Last week I drove Breadcrumb's Dad to the airport, where he was picking up his disabled Mum back from a holiday. They went by taxi back to his parents' house, where he was staying the night, me and Breadcrumb were driving back. I wasn't particularly thrilled by the arrangement, as it was happening in the evening, and in the evening I'm a zombie (as most nights someone still thinks being hungry every 1.5-2 hours is ok) but this was the only way to do it, so I agreed, hoping it would be ok as it's only an hour drive.
I tried feeding Breadcrumb at the airport, hoping he'd sleep all the way home, but he wasn't having any of it.
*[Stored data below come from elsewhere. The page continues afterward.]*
PR #733, opened 2023-03-08
Fixes to citar--shorten-names

pprevos:
When I use `truncate` as 1 or 2, it does  not show "et al.", which should always show when `namelength` > `truncate`. 

Changing `tnamelength` to `namelength` in the conditional fixes the issue. 

Minor point, "et al" needs to be "et al.".

I used a citation with 7 authors for testing: https://doi.org/10.1038/s41545-022-00208-8

### DIFF
--- a/citar.el
+++ b/citar.el
@@ -1157,9 +1157,9 @@ replace last comma."
          (namelength (length namelist))
          (tnamelist (seq-take namelist (or truncate namelength)))
          (tnamelength (length tnamelist)))
-    (cond ((equal tnamelength 1)
+    (cond ((equal namelength 1)
            (citar--shorten-name (car tnamelist)))
-          ((equal tnamelength 2)
+          ((equal namelength 2)
            (concat (citar--shorten-name (car tnamelist))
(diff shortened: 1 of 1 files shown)


pprevos:
Still needs some work. I get an issue with a paper with two authors and using `truncate`  = 1

bdarcus:
> Still needs some work. I get an issue with a paper with two authors and using `truncate` = 1

Let me know when you want me to merge it to my branch?

bdarcus:
Yeah, in retrospect, that first `cond` shouldn't be needed.

bdarcus:
> Yeah, in retrospect, I have a hunch that first `cond` shouldn't be needed, and probably confuses things. We should try removing that.

Confirmed.

With that, I now get this:

```elisp
ELISP> (citar--shorten-names "Doe, J and Smith, N and Jones, K and Lamb, H" 1)
"Doe et al."
```

Should I just merge that then and close this?

pprevos:
Thanks for all the hard work while I was asleep :)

So I set off planning to stop shortly for a feed. He started wailing before we even left the airport grounds. Long story short – it took me 3 hours and 6 stops to get home. He wouldn't feed. He wanted to play. He'd start wailing as soon as I'd start driving – and normally driving is what we do when he won't settle! And at one point I was sitting in the car in a side road, in front of someone's house, crying my eyes out, chanting “Lord help me” under my breath, because I was just so, so tired, and I had still so, so far to go. And then he fed. And passed out. And I could go home.
When we got home, I put him to bed fast asleep and started changing into my pj's when the front door opened and my lovely other half appeared to give me a cuddle, because he thought I'd need one, and to make me my cup of tea, like he does every night (which of course made me cry, exhaustion will do that to you).
He went back to stay with his Mum, and I went to bed, thankful to have made it back home safely and wondering how on Earth had I found strength to get through those three hours. And as I was sipping my bedtime tea I opened my Bible App, and this was the verse of the day: “It (love) bears all things, believes all things, endures all things” (1 Cor 13:7 NET). That's how.